The records:

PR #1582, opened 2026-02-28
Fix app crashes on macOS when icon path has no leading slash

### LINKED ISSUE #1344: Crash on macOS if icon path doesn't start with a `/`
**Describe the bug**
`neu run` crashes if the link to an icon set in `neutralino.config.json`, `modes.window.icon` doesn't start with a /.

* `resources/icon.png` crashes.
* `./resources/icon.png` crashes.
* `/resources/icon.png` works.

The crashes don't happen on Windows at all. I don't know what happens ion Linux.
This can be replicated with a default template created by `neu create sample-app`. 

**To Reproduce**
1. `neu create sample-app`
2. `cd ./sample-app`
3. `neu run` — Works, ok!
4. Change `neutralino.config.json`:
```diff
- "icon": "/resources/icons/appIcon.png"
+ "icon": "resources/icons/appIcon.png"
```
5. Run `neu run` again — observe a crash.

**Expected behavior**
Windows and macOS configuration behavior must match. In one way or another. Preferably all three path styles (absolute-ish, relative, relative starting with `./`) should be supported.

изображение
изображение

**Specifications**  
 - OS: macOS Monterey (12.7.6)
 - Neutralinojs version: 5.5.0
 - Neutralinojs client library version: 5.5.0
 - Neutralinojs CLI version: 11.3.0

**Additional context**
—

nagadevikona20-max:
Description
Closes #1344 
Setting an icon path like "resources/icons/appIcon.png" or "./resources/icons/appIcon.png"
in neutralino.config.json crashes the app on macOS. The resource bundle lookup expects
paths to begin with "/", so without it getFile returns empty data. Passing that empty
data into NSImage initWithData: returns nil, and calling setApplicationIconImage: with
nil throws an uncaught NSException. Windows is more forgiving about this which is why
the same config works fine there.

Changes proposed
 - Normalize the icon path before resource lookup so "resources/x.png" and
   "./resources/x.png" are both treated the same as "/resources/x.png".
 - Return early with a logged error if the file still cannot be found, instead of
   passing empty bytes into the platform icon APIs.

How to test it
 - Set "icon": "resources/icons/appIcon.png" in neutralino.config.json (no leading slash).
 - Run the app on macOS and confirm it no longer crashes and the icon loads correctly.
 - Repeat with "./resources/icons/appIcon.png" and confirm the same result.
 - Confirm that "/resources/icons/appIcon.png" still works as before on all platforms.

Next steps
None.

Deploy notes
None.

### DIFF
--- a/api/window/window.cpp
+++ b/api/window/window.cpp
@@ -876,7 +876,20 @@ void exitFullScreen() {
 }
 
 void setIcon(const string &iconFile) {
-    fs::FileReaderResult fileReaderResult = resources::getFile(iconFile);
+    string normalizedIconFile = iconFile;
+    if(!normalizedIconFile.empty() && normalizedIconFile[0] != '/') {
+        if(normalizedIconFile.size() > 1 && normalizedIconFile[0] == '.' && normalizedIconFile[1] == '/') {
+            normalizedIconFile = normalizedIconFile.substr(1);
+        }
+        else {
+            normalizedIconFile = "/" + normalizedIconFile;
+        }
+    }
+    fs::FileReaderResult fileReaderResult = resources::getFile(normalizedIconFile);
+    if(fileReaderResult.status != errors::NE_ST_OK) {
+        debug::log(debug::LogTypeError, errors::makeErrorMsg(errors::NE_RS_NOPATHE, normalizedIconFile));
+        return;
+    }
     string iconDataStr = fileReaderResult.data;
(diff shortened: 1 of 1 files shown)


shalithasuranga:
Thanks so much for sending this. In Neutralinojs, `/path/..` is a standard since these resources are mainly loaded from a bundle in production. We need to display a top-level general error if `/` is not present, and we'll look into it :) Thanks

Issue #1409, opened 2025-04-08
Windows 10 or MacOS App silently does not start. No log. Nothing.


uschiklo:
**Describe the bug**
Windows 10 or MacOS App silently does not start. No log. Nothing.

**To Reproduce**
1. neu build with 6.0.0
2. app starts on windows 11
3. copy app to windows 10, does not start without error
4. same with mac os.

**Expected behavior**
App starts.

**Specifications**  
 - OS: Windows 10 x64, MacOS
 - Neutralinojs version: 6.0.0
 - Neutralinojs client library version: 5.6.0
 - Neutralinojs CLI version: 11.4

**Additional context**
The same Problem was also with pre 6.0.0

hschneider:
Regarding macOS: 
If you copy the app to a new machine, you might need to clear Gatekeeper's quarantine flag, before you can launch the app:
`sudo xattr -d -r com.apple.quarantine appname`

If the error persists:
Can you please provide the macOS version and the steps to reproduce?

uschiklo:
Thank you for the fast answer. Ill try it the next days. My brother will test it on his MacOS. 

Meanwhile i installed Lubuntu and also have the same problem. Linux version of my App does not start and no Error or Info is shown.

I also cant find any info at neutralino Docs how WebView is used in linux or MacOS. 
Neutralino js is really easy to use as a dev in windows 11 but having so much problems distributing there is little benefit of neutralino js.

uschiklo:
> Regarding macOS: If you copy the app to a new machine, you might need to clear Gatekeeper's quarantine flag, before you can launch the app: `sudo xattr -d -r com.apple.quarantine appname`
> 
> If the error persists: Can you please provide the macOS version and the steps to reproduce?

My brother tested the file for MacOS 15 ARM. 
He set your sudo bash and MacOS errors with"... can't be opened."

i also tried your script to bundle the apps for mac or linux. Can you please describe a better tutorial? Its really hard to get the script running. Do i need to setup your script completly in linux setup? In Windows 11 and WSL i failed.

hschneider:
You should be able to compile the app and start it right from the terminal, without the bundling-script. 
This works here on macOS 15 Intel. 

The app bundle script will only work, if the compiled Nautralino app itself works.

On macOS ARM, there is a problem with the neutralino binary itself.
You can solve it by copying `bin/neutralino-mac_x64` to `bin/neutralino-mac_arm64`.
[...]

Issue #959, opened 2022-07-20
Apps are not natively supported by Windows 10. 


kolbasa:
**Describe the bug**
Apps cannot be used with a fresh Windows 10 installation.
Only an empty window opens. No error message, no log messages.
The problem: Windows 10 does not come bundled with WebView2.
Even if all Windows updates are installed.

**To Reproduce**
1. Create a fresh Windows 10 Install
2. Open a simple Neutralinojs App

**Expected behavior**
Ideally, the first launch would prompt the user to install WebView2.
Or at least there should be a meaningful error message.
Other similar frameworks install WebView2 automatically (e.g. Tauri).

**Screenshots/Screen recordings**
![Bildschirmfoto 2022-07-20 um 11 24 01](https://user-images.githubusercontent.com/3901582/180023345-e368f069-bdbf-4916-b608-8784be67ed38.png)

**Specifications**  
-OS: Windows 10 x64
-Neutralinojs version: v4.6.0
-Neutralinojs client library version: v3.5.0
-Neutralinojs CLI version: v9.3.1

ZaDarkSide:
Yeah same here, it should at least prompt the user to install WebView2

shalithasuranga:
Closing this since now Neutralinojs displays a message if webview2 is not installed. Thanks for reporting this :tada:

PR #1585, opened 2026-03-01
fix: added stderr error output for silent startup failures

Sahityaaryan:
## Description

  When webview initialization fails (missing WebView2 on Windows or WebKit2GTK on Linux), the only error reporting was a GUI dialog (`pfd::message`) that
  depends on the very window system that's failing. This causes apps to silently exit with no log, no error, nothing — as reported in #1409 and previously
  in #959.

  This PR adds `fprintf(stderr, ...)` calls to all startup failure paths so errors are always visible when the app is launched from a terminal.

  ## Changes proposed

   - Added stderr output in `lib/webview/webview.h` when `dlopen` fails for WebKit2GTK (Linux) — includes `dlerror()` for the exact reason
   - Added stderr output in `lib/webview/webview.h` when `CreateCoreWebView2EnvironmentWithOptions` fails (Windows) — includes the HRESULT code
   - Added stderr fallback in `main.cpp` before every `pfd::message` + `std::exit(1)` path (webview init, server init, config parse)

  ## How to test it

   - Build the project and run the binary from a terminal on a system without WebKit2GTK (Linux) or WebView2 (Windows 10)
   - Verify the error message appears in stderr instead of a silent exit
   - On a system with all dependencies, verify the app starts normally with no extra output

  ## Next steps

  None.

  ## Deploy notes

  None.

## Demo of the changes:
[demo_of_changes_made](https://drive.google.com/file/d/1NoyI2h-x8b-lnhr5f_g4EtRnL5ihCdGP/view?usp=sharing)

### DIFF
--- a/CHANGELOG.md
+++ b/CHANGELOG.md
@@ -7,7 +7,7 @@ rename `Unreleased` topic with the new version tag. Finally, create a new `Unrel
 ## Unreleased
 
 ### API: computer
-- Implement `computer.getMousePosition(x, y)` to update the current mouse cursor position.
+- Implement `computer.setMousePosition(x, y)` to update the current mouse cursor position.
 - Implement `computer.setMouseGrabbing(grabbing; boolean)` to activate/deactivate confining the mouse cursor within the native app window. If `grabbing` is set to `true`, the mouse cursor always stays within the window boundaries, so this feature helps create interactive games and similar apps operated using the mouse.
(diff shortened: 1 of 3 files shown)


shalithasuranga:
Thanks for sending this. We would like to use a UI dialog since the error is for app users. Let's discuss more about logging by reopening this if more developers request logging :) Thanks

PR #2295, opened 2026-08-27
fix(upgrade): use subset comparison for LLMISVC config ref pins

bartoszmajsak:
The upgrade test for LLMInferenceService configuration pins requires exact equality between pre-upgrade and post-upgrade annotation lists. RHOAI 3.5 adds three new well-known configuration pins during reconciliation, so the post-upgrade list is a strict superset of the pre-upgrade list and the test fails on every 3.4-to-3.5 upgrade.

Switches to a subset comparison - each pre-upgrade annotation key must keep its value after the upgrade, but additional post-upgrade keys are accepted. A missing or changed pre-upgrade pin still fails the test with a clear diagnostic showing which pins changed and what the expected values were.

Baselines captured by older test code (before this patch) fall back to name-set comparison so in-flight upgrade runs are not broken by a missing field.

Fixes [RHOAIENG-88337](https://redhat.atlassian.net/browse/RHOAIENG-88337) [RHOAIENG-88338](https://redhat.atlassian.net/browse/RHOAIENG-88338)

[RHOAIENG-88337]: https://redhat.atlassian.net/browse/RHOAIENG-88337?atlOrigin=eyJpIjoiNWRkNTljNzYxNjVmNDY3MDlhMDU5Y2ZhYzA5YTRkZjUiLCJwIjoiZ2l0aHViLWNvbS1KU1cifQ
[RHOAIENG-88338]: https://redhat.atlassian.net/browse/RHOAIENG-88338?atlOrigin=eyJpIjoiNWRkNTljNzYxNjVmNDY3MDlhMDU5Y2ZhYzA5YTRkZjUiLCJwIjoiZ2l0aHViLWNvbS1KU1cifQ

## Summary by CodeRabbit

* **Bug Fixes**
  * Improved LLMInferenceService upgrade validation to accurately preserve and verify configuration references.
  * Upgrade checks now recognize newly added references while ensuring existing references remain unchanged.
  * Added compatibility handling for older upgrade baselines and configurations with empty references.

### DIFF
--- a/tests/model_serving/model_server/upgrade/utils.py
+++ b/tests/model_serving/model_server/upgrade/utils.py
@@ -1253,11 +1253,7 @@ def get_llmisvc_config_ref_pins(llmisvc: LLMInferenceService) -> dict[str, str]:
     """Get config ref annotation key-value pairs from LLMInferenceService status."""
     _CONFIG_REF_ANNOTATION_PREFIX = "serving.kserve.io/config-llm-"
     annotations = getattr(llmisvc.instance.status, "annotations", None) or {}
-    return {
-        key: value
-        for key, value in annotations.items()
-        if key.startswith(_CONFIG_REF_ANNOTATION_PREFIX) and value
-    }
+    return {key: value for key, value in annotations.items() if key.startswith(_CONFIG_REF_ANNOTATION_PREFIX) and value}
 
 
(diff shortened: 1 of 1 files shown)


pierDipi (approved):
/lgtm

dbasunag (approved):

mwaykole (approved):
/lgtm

Exercise brief:
In the records above, the line with "data into NSImage" marks the start and the line with "- Normalize the" marks the end; copy that stretch exactly, both lines included, and nothing else.

Exercise solution:
data into NSImage initWithData: returns nil, and calling setApplicationIconImage: with
nil throws an uncaught NSException. Windows is more forgiving about this which is why
the same config works fine there.

Changes proposed
 - Normalize the icon path before resource lookup so "resources/x.png" and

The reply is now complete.